The catch: the model file is 8.3 MB. First load takes about 1.2 seconds on a fast connection. Inference takes roughly 180-220 milliseconds per image. You're also pulling in `onnxruntime-web`

which adds about 2 MB to your bundle.

But the output is dramatically better. Hair strands, fur, transparent objects — things the Canvas approach can't touch — get handled reasonably well.

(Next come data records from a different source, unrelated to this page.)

PR #1237, opened 2020-10-07
Add tests for T1070.003 Clear Command History

tuckner:
**Details:**
The initial goal was to have a test for this sigma rule (task 6 in the sprint backlog):

- https://github.com/Neo23x0/sigma/blob/master/rules/windows/powershell/powershell_clear_powershell_history.yml

**Testing:**
Tested each command locally.

**Associated Issues:**
https://github.com/redcanaryco/atomic-red-team/issues/1220


atomics/T1070.003/T1070.003.yaml
```diff
@@ -94,3 +94,43 @@ atomic_tests:
...
+    name: powershell
+- name:  Clear Powershell history (Remove-Item (Get-PSReadlineOption).HistorySavePath)
+  auto_generated_guid: ''
+  description: |
+    Clears Powershell history
+  supported_platforms:
+  - windows
+  executor:
+    command: |
+       Remove-Item (Get-PSReadlineOption).HistorySavePath
```
clr2of8, line 125: I suggest keeping only this version of the "Clear PowerShell History" atomic, since "del" and "rm" are simply aliases for "Remove-Item"

atomics/T1070.003/T1070.003.yaml
```diff
@@ -94,3 +94,43 @@ atomic_tests:
...
+    name: powershell
+- name:  Prevent Powershell history logging
+  auto_generated_guid: ''
+  description: |
+    Prvents Powershell history
+  supported_platforms:
+  - windows
+  executor:
+    command: |
+       Set-PSReadlineOption –HistorySaveStyle SaveNothing
```
clr2of8, line 115: This one perhaps is a better fit in [T1562.002 Impair Defenses: Disable Windows Event Logging](https://attack.mitre.org/techniques/T1562/002/) 

Also, could you add a cleanup_command, that would re-enable the default HistorySaveStyle?

clr2of8 (changes requested):
Thank you for your first-time contribution. It's great to see you get involved with Atomic Red Team!  Just a few comments/suggestions for you here, but overall it looks amazing. Thanks.

atomics/T1070.003/T1070.003.yaml
tuckner: Will do on all the above, appreciate the thorough feedback!

atomics/T1070.003/T1070.003.yaml
tuckner: Sounds good!

clr2of8: Actually, if you haven't already made this change, go ahead and leave it here for now. There is some discussion among the maintainers as to where it should go but it could go either way at this point.

atomics/T1070.003/T1070.003.yaml
clr2of8: Actually, if you haven't already made this change, go ahead and leave it here for now. There is some discussion among the maintainers as to where it should go but it could go either way at this point.

clr2of8 (approved):

clr2of8 (approved):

I ran 500 images through both approaches on a 2023 MacBook Pro (M2, 16 GB RAM):

| Metric | Canvas | WebAssembly |
|---|---|---|
| Time per image | 12-18 ms | 180-220 ms |
| Model load time | 0 ms | 1,100 ms |
| Memory peak | 24 MB | 180 MB |
| Works on uniform bg | Yes | Yes |
| Works on complex bg | No | Yes (mostly) |
| Handles hair/fur | No | Yes |
| Bundle size added | 0 KB | ~10 MB |

The Canvas approach is basically free — you're already paying for image decoding, and the pixel loop runs at native speed once the JIT kicks in. On 500 images, total processing time was under 8 seconds.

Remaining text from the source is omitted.